\(B=-i\cfrac{dE}{dx}\)
\(B=-i\cfrac{dE}{dt}\cfrac{dt}{dx}\)
\(B=-i\cfrac{dE}{dt}\cfrac{1}{v}\)
If we are dealing with a wire carrying moving charges, we know that the effects of the moving charges cancels before and after the point where the normal drop from the point \(B\) is to be calculated. The only effect on \(B\) is confined to a disc directly under, at the base of the normal. By conservation of flux from a fixed source, in this case a fixed current density,
\(E=\cfrac{q}{2\pi\varepsilon_o r}\) as oppose to \(E=\cfrac{q}{4\pi\varepsilon_o r^2}\)
a disc of perimeter \(2\pi r\) not a sphere of area \(4\pi r^2\).
So,
\(B=-i\cfrac{d}{dt}\left\{{\cfrac{q}{2\pi\varepsilon_o r}}\right\}\cfrac{1}{v}\)
where \(v\) is the average speed of the moving charges and yet \(\varepsilon_o\) is unchanged.
\(B=-i\cfrac{1}{2\pi\varepsilon_o r}\cfrac{dq}{dt}\cfrac{1}{v}\)
\(B=-i\cfrac{1}{2\pi\varepsilon_o r}\cfrac{I}{v}\)

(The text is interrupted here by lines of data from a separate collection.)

PR #8206, opened 2017-09-28
Acdc unmerged filter

### LINKED ISSUE #8196: ACDC with too many parents
Currently following workflows are skipped in vocms0308 and vocms0310 due to too many parents files need to be retrieved. (60K) Which takes up all the processing in WorkQueueMananger
We need to check whether parentage is needed or make more effient.

```
"mcremone_ACDC0_task_EGM-RunIISummer17GS-00002__v1_T_170924_053538_530", "mcremone_ACDC0_task_EGM-RunIISummer17GS-00002__v1_T_170924_053544_9947", "mcremone_ACDC0_task_EGM-RunIISummer17GS-00002__v1_T_170924_053551_9974", "mcremone_ACDC0_task_EGM-RunIISummer17GS-00002__v1_T_170924_053600_3305", "mcremone_ACDC0_task_EGM-RunIISummer17GS-00002__v1_T_170924_053608_5854", "mcremone_ACDC0_task_EGM-RunIISummer17GS-00002__v1_T_170924_053617_8169", "mcremone_ACDC0_task_EGM-RunIISummer17GS-00002__v1_T_170924_053625_8322", "mcremone_ACDC0_task_EGM-RunIISummer17GS-00002__v1_T_170924_053632_9709", "mcremone_ACDC0_task_EGM-RunIISummer17GS-00002__v1_T_170924_053641_9747", "mcremone_ACDC0_task_EGM-RunIISummer17GS-00002__v1_T_170924_053649_646"
```

ticoann:
fixes #8196 
@amaltaro, Alan please review. Still need to be tested.
First commit handles when documents with umerged parents are already in acdc db
Second commit prevent putting the documents with unmerged parents  in acdc db.

We can only cherry pick first commit for current agent if second commit is not tested throughly

### DIFF
--- a/src/python/WMCore/ACDC/DataCollectionService.py
+++ b/src/python/WMCore/ACDC/DataCollectionService.py
@@ -91,10 +91,16 @@ class DataCollectionService(CouchService):
             fileset = CouchFileset(database=self.database, url=self.url,
                                    name=taskName)
             coll.addFileset(fileset)
+            inputFiles = job['input_files']
+            for fInfo in inputFiles:
+                if fInfo["merged"] and ("parents" in fInfo) and \
+                   len(fInfo["parents"]) and ("/store/unmerged/" in next(iter(fInfo["parents"]))):
+                    # remove parents files from acdc doucment if they are unmerged files
+                    fInfo["parents"] = []
             if useMask:
-                fileset.add(files=job['input_files'], mask=job['mask'])
+                fileset.add(files=inputFiles, mask=job['mask'])
             else:
-                fileset.add(files=job['input_files'])
+                fileset.add(files=inputFiles)
 
         return
 
--- a/src/python/WMCore/WorkQueue/WMBSHelper.py
+++ b/src/python/WMCore/WorkQueue/WMBSHelper.py
@@ -387,7 +387,7 @@ class WMBSHelper(WMConnectionBase):
 
         wmbsFile['inFileset'] = True  # file is not a parent
 
-        logging.info("WMBS File: %s on Location: %s", wmbsFile['lfn'], wmbsFile['newlocations'])
+        logging.info("WMBS MC Fake File: %s on Location: %s", wmbsFile['lfn'], wmbsFile['newlocations'])
 
         self.wmbsFilesToCreate.append(wmbsFile)
 
@@ -676,11 +676,19 @@ class WMBSHelper(WMConnectionBase):
         adds the ACDC files into WMBS database
         """
         wmbsParents = []
-        for parent in acdcFile["parents"]:
-            parent = self._addACDCFileToWMBSFile(DatastructFile(lfn=parent,
-                                                                locations=acdcFile["locations"]),
-                                                 inFileset=False)
-            wmbsParents.append(parent)
+        # TODO:  this check can be removed when ErrorHandler filters parents file for unmerged data
+        # If files is merged and has unmerged parents skip the wmbs population
+        if acdcFile.get("merged", 0) and len(acdcFile["parents"]) and ("/store/unmerged/" in next(iter(acdcFile["parents"]))) :
+            # don't set the parents
+            pass
+        else:
+            # set the parentage for all the unmerged parents
+            for parent in acdcFile["parents"]:
+                logging.info("WMBS ACDC Parent File: %s", parent)
+                parent = self._addACDCFileToWMBSFile(DatastructFile(lfn=parent,
+                                                                    locations=acdcFile["locations"]),
+                                                     inFileset=False)
+                wmbsParents.append(parent)
 
         # pass empty check sum since it won't be updated to dbs anyway
         checksums = {}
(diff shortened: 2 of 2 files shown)


ticoann:
test this please

ticoann:
test this please

src/python/WMCore/WorkQueue/WMBSHelper.py
```diff
@@ -676,11 +676,17 @@ def _addACDCFileToWMBSFile(self, acdcFile, inFileset=True):
         adds the ACDC files into WMBS database
         """
         wmbsParents = []
-        for parent in acdcFile["parents"]:
-            parent = self._addACDCFileToWMBSFile(DatastructFile(lfn=parent,
-                                                                locations=acdcFile["locations"]),
-                                                 inFileset=False)
-            wmbsParents.append(parent)
+        # TODO:  this check can be removed when ErrorHandler filters parents file for unmerged data
+        if acdcFile.get("merged", 0) and len(acdcFile["parents"]) and "/umerged/" in acdcFile["parents"][0]:
```
amaltaro: In plain english: if input file is unmerged and there are unmerged parents, skip it. Is it correct? Maybe you can add this comment here just so I don't ask you again :-)

In addition to that, I'd replace the last check by `and acdcFile["parents"][0].startswith("/store/unmerged")`, just to avoid any possible "unmerged" somewhere in the file name.

src/python/WMCore/ACDC/DataCollectionService.py
```diff
@@ -91,10 +91,16 @@ def failedJobs(self, failedJobs, useMask=True):
             fileset = CouchFileset(database=self.database, url=self.url,
                                    name=taskName)
             coll.addFileset(fileset)
+            inputFiles = job['input_files']
+            for fInfo in inputFiles:
+                if fInfo["merged"] and ("parents" in fInfo) and \
```
amaltaro: Same comment as below. I think `parents` key is always present, no? Just to be safe, it could be replaced by
```
if fInfo["merged"] and len(fInfo.get("parents", []) and fInfo["parents"].startswith("/store/unmerged"):
```

Now thinking about it in plain english: if the input file is merged and there are unmerged parents, skip the parents. I wonder whether we should skip any parents that are unmerged?

amaltaro (changes requested):
Even if you don't like my suggestions :), there is a typo `"/umerged/"`.

Seangchan, can you also provide a clear and concise description at the very top of this PR? We discussed it last week, but apparently I got confused once again.

src/python/WMCore/WorkQueue/WMBSHelper.py
ticoann: actually the condition says 
If input filed is "merged" and parents are unmerged we skip it. I will update the comments.
Ah, so it is always /store/unmerged?  I was thinking about that but not sure whether /store/ can be changed later so that is why I did /unmerged/ instead of just unmerged.
Anyway I will update that.

src/python/WMCore/ACDC/DataCollectionService.py
ticoann: I think parents key should be always present but I just checked for the safe side. I will change that.

ticoann: I think there shouldn't be a case if there is unmerged input and parents are unmerged.
It there are I think we have a bigger problem (parentage will be lost) I just want to record this in ACDC if that happens.

amaltaro: Seangchan, as we discussed yesterday, our only concern is related to the unmerged parents file.
How about we remove the "merged" part in order to make it more clear.
BTW, do you know whether retrieving the first element of that iterator is faster than a simple `fInfo["parents"][0]`? Otherwise I'd just stick to the direct access to the first element.

src/python/WMCore/WorkQueue/WMBSHelper.py
```diff
@@ -676,11 +676,19 @@ def _addACDCFileToWMBSFile(self, acdcFile, inFileset=True):
...
         """
         wmbsParents = []
-        for parent in acdcFile["parents"]:
-            parent = self._addACDCFileToWMBSFile(DatastructFile(lfn=parent,
-                                                                locations=acdcFile["locations"]),
-                                                 inFileset=False)
-            wmbsParents.append(parent)
+        # TODO:  this check can be removed when ErrorHandler filters parents file for unmerged data
+        # If files is merged and has unmerged parents skip the wmbs population
+        if acdcFile.get("merged", 0) and len(acdcFile["parents"]) and ("/store/unmerged/" in next(iter(acdcFile["parents"]))) :
```
amaltaro: Same comment about merged. And the above comment is the contrary of this `if` line, did you mean if input is *not* merged, then skip wmbs population (?)

src/python/WMCore/ACDC/DataCollectionService.py
ticoann: As we chat earlier, I think we should just check whether input file is merged file or not. We don't have to check about parents' file status (merged or unmered) but for the safe side, we just check parent file status. If you think it is safe to just check merged == 1 or not, we can change it later.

\(B=-i\cfrac{J}{2\pi\varepsilon_o r}\)
\(|B|=\cfrac{J}{2\pi\varepsilon_o r}\)
The real concern is \(J\), current density instead of \(I\), current. If we compare this with the E field due to a line charge,
\(E=\cfrac{\lambda}{2\pi\varepsilon_o r}\)
where \(\lambda\) is the line charge density. We see a good analogy between E and B field if we drop \(\mu_o\) and its unit all together.